_What this task involves:_ Which lines of the data below include the string "would"? Return each of them.

Exercise materials Start Marker

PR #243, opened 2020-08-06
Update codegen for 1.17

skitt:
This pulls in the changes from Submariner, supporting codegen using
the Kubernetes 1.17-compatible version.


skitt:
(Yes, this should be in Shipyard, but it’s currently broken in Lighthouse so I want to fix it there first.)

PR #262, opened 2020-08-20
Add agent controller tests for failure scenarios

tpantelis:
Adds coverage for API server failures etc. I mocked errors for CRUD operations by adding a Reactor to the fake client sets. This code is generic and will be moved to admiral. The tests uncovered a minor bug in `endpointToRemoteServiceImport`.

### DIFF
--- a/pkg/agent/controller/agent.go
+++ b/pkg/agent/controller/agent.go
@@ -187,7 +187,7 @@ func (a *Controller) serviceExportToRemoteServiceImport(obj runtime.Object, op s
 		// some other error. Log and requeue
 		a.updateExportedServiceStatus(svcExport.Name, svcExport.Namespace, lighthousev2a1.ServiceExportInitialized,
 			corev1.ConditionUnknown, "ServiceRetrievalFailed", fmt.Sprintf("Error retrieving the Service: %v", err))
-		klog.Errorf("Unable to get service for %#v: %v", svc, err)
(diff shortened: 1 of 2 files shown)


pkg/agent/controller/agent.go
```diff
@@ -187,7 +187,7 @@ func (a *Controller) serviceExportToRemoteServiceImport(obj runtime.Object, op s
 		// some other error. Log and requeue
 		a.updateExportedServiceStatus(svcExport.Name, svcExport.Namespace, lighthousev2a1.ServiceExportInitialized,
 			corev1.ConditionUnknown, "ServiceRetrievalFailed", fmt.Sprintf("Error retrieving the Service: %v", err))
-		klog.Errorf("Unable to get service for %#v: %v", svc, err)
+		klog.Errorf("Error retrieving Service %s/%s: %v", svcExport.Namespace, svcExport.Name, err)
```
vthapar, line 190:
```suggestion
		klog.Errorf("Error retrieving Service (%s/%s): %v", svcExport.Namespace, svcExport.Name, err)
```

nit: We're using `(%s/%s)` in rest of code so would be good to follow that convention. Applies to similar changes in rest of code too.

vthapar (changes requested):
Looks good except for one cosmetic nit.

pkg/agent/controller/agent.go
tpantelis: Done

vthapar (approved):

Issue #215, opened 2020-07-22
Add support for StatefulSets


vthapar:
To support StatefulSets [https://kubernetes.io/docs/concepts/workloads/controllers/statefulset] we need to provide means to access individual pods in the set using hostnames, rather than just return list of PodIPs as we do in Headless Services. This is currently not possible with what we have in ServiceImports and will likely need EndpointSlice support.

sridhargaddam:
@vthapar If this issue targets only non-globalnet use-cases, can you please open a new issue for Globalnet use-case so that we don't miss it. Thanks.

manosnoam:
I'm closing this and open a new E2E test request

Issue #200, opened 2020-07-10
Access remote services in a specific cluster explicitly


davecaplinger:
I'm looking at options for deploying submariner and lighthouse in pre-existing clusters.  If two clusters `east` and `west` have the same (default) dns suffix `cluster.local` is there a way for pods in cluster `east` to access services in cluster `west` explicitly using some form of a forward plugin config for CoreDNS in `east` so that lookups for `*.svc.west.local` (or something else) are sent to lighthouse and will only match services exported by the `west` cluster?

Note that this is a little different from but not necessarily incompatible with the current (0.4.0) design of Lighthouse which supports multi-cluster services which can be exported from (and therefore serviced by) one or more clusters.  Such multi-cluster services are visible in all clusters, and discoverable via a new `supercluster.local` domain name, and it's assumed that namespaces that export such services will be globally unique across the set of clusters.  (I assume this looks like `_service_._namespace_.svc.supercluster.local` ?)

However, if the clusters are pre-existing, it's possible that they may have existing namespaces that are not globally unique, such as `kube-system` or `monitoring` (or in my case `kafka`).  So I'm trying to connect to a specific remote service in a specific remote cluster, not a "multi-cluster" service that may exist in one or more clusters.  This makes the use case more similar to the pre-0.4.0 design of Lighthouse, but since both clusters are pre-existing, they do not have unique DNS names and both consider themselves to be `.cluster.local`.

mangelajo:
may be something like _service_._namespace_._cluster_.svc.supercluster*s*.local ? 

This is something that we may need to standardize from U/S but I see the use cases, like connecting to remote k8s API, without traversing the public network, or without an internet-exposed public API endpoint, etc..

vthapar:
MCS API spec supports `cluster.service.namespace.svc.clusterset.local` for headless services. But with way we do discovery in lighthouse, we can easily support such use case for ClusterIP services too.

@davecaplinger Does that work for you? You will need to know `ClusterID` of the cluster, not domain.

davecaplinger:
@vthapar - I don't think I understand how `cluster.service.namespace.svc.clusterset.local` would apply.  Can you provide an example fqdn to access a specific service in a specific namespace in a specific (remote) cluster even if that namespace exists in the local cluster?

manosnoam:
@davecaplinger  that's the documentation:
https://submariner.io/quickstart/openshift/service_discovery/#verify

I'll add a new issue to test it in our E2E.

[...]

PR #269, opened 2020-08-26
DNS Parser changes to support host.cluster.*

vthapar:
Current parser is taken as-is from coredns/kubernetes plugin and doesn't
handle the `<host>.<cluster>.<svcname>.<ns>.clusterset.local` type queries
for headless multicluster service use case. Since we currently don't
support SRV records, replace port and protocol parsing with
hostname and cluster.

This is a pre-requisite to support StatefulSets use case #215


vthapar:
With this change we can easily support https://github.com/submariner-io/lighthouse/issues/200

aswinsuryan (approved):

Exercise materials End Marker

_Answer below:_
nit: We're using `(%s/%s)` in rest of code so would be good to follow that convention. Applies to similar changes in rest of code too.
@vthapar - I don't think I understand how `cluster.service.namespace.svc.clusterset.local` would apply.  Can you provide an example fqdn to access a specific service in a specific namespace in a specific (remote) cluster even if that namespace exists in the local cluster?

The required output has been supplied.